Exercise brief: From the first line of the material below to the line containing "This warning will", repeat every line exactly and add nothing.

Material for this task:

Issue #1371, opened 2020-07-20
IL2045 for blazor app


sbomer:
This warning will show up by default in every blazor app unless we silence it as part of https://github.com/dotnet/sdk/pull/12388. @tlakollo fixed a similar issue in https://github.com/mono/linker/pull/1332, for conflicting root descriptors and attribute removal directives. Here the conflict is between an assembly action and a removal directive.

The blazor defaults have some `copy` assemblies, which means that attribute instances in that assembly are kept, causing the attribute type to be kept (since https://github.com/mono/linker/pull/1344 I think).

We also have linker attribute [files](https://github.com/mono/linker/pull/1332) which say to remove attributes like `NullableAttribute`. When an attribute type is kept despite such a directive, we emit `IL2045`.

@vitek-karas @tlakollo

vitek-karas:
I tried this and there are two cases where we generate 2045:
* The attributes themselves have self-references and those generate 2045 - this will be fixed by #1373 
* Code in stack trace processing relies on some of the removed attributes - this has been discussed and we want to leave it like that - so we will have to do something about this in the runtime (either suppress the warning or wrap the usage with the debugger feature switch)

PR #1373, opened 2020-07-21
Don't generate warning 2045 due to the attribute type members referencing the type itself

vitek-karas:
If an attribute is marked for removal of instances, but the linker keeps the attribute type for other reasons (for example because it's used from a copy assembly) then there will be several other references to the attribute type from the code within the attribute type itself. These warnings are useless and should not be generated.

Other changes:
* Moved link attribute tests into their own separate folder - they don't belong to DataFlow tests
* The log verification logic now removes messages which where matched by LogContains attributes, so it's possible to validate that there are not other messages of the same kind by adding LogDoesntContain at the end

Fixes most warnings from #1371


src/linker/Linker.Steps/MarkStep.cs
```diff
@@ -1380,11 +1380,26 @@ internal protected virtual TypeDefinition MarkType (TypeReference reference, Dep
...
-				_context.LogWarning ($"Custom Attribute {type.GetDisplayName ()} is being referenced in code but the linker was " +
-					$"instructed to remove all instances of this attribute. If the attribute instances are necessary make sure to " +
-					$"either remove the linker attribute XML portion which removes the attribute instances, or to override this use " +
-					$"the linker XML descriptor to keep the attribute type (which in turn keeps all of its instances).", 2045, sourceLocationMember);
+			if (_context.Annotations.HasLinkerAttribute<RemoveAttributeInstancesAttribute> (type)) {
+				bool shouldWarn = true;
+
+				// Don't warn about references from code which is not linked
+				//if (Annotations.GetAction (sourceLocationMember.DeclaringType.Module.Assembly) != AssemblyAction.Link)
+				//	shouldWarn = false;
```
vitek-karas, line 1388: I'm not sure we should suppress the warning in this case. The scenario is basically:
* An attribute is marked for removal (let's say attribute `ToBeRemovedAttribute`)
* The attribute instantiated in some places in linked assemblies - and those instantiations will be removed
* There's an assembly which is not linked ("copy") which has a type reference to the attribute type - so for example `typeof(ToBeRemovedAttribute)`.

The question is, should this type reference generate a 2045 warning even if it's from an assembly which is not linked?

My take is: It should - the code is likely to break if it uses the attribute's type to look up attribute instances as those won't be there. The fact that it's in a copy assembly is not different than if it would be a linked assembly, but in code which is reachable.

Result:
Issue #1371, opened 2020-07-20
IL2045 for blazor app


sbomer:
This warning will show up by default in every blazor app unless we silence it as part of https://github.com/dotnet/sdk/pull/12388. @tlakollo fixed a similar issue in https://github.com/mono/linker/pull/1332, for conflicting root descriptors and attribute removal directives. Here the conflict is between an assembly action and a removal directive.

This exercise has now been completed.